What follows is data; output all of it exactly as given.

▼▼▼

PR #446, opened 2024-01-19
Extract transition actions

Andarist:


new-packages/ts-project/src/state.ts
```diff
@@ -124,6 +122,64 @@ function getObjectTransitionTargets(
...
+            sourceId: typeProperty.initializer.text,
+            parentId,
+          });
+        }
+      }
+
+      return createActionBlock({
+        sourceId: `inline:${uniqueId()}`,
+        parentId,
+      });
```
farskid, line 162: This means an invalid value for type property in a parameterized action will be extracted as an inline action. This is fine as long as it is our intention.

Andarist: I don't think that this is the case. Parameterized actions are extracted in the conditional block above this and when `typeProperty` is not found it `return`s

farskid: I mean for a case like `action: {type: {}}`, type property will be found but it's not a string so the code continues and extract it as an inline action whereas this is invalid.

Andarist: Ah, I see what you mean - thanks for pointing this out. This should definitely be reported as an error.

farskid (approved):
Looks good. Let's report an error for invalid type property value and merge.

Andarist:
I decided to raise an error but continue to extract it as inline. If we simply skip it we'll have a lot of problems with unsynchronized positions in the actions array etc. Cases like this won't work perfectly anyway - we need to figure out the exact DX that we want to deliver here. Right now all of the errors that we raise act as TODOs - those are just places we need to revisit later when tightening up the design and DX.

▲▲▲

→ **TASK RESULT**
PR #446, opened 2024-01-19
Extract transition actions

Andarist:


new-packages/ts-project/src/state.ts
```diff
@@ -124,6 +122,64 @@ function getObjectTransitionTargets(
...
+            sourceId: typeProperty.initializer.text,
+            parentId,
+          });
+        }
+      }
+
+      return createActionBlock({
+        sourceId: `inline:${uniqueId()}`,
+        parentId,
+      });
```
farskid, line 162: This means an invalid value for type property in a parameterized action will be extracted as an inline action. This is fine as long as it is our intention.

Andarist: I don't think that this is the case. Parameterized actions are extracted in the conditional block above this and when `typeProperty` is not found it `return`s

farskid: I mean for a case like `action: {type: {}}`, type property will be found but it's not a string so the code continues and extract it as an inline action whereas this is invalid.

Andarist: Ah, I see what you mean - thanks for pointing this out. This should definitely be reported as an error.

farskid (approved):
Looks good. Let's report an error for invalid type property value and merge.

Andarist:
I decided to raise an error but continue to extract it as inline. If we simply skip it we'll have a lot of problems with unsynchronized positions in the actions array etc. Cases like this won't work perfectly anyway - we need to figure out the exact DX that we want to deliver here. Right now all of the errors that we raise act as TODOs - those are just places we need to revisit later when tightening up the design and DX.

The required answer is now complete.